Regularity theory for a new class of fractional parabolic stochastic evolution equations

TL;DR

This paper develops a regularity theory for a new class of fractional stochastic evolution equations involving fractional powers of operators, analyzing solution properties, covariance, and long-term behavior, with applications to generalized space-time Gaussian fields.

Contribution

It introduces and studies a novel class of fractional-order stochastic evolution equations, establishing well-posedness, regularity, and long-term behavior, extending the theory of Gaussian fields to space-time.

Findings

Solutions are well-posed and equivalent in mild and weak formulations.

Temporal regularity is characterized by mean-square and pathwise smoothness.

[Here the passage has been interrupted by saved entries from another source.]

PR #23648, opened 2025-06-03
fix(content-manager): ui issue when too many elements in dz in config…

### LINKED ISSUE #21056: [V5] UI Problem: Configure view screen doesn't show more components because it doesn't fit in the box

Environment: development
OS: darwin-arm64
Strapi Version: 5.0.0-rc.11
Node/Yarn Version: npm/10.1.0 node/v20.9.0 darwin arm64 workspaces/false
Edition: Community
Database: postgres
### Describe the bug

On the configure view screen, when there are more components than what it fits on the screen, there is no vertical scroll. Which makes it impossible to navigate to the ones that are not visible on the list

_General note: There are many bugs with configure screen._

1. Create multiple components
2. Create a collection with a relation with multiple components
3. Go to Configure View screen
4. Narrow the width of your screen if you don't have enough components.
5. The components that doesn't fit on the view, won't be there and you cannot scroll vertically.

### Expected behavior

As a user, I need to be able to scroll vertically on the components relation so I can navigate to the all components.

### Screenshots

Screenshot 2024-08-22 at 17 26 45 copy

Adzouz:
…ure the view

### What does it do?

Fix the UI of the dynamic zone in configure the view to display all the elements correctly when there is a lot of them. Copying the same behaviour as the create / edit view of a content to fix the issue and placing elements on a new line.

Before:
image

After:
Screenshot 2025-06-03 at 09 19 11

### Why is it needed?

UI is broken when there are too many elements in the dynamic zone field in configure the view and the user can't see the rest of the elements + the elements are shrinking and the visual is not ideal.

### How to test it?

- Go to the content manager in the admin interface
- Go to a collection type or a single type that has a dynamic zone with a lot of children elements (if not, add them before)
- Create or edit an entry
- Click on the three dots to access the settings menu and select "Configure the view"

### Related issue(s)/PR(s)

Resolves #21056

🚀

### DIFF
--- a/packages/core/content-manager/admin/src/components/ConfigurationForm/Fields.tsx
+++ b/packages/core/content-manager/admin/src/components/ConfigurationForm/Fields.tsx
@@ -487,6 +487,7 @@ const Field = ({ attribute, components, name, index, onMoveField, onRemoveField 
               alignItems="flex-start"
               gap={2}
               width="100%"
+              wrap="wrap"
             >
               {attribute?.components.map((uid) => (
                 <ComponentLink


packages/core/content-manager/admin/src/components/ConfigurationForm/Fields.tsx
```diff
@@ -487,6 +487,7 @@ const Field = ({ attribute, components, name, index, onMoveField, onRemoveField
               alignItems="flex-start"
               gap={2}
               width="100%"
+              wrap="wrap"
```
remidej, line 490: When the row wraps they aren't aligned in the center (they should likely occupy the full width). This is likely due to ComponentLink having an arbitrary value of 14 rems. Could you address this?

Adzouz: You want me to also update the create / edit view? Because it's the same behaviour

remidej: Probably then yes.

Just to clarify, I'm not saying if there's a single component it should be full width. Just that each component should be a clean fifth of the width so they form a clean grid when wrapping

Adzouz: Discussed together that it will be hard to do this with only CSS without causing blocks to have different sizes from a line to another (depending on how many items can fit on each line). Resolving the comment to move forward.

markkaylor (approved):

Spatial regularity is described via fractional powers of differential operators.

Abstract

A new class of fractional-order stochastic evolution equations of the form $(\partial_t + A)^\gamma X(t) = \dot{W}^Q(t)$, $t\in[0,T]$, $\gamma \in (0,\infty)$, is introduced, where $-A$ generates a $C_0$-semigroup on a separable Hilbert space $H$ and the spatiotemporal driving noise $\dot{W}^Q$ is the formal time derivative of an $H$-valued cylindrical $Q$-Wiener process. Mild and weak solutions are defined; these concepts are shown to be equivalent and to lead to well-posed problems. Temporal and spatial regularity of the solution process $X$ are investigated, the former being measured by mean-square or pathwise smoothness and the latter by using domains of fractional powers of $A$. In addition, the covariance of $X$ and its long-time behavior are analyzed. These abstract results are applied to the cases when $A := L^\beta$ and $Q:=\tilde{L}^{-\alpha}$ are fractional powers of symmetric, strongly elliptic second-order differential operators defined on (i) bounded Euclidean domains or (ii) smooth, compact surfaces. In these cases, the Gaussian solution processes can be seen as generalizations of merely spatial (Whittle-)Mat\'ern fields to space-time.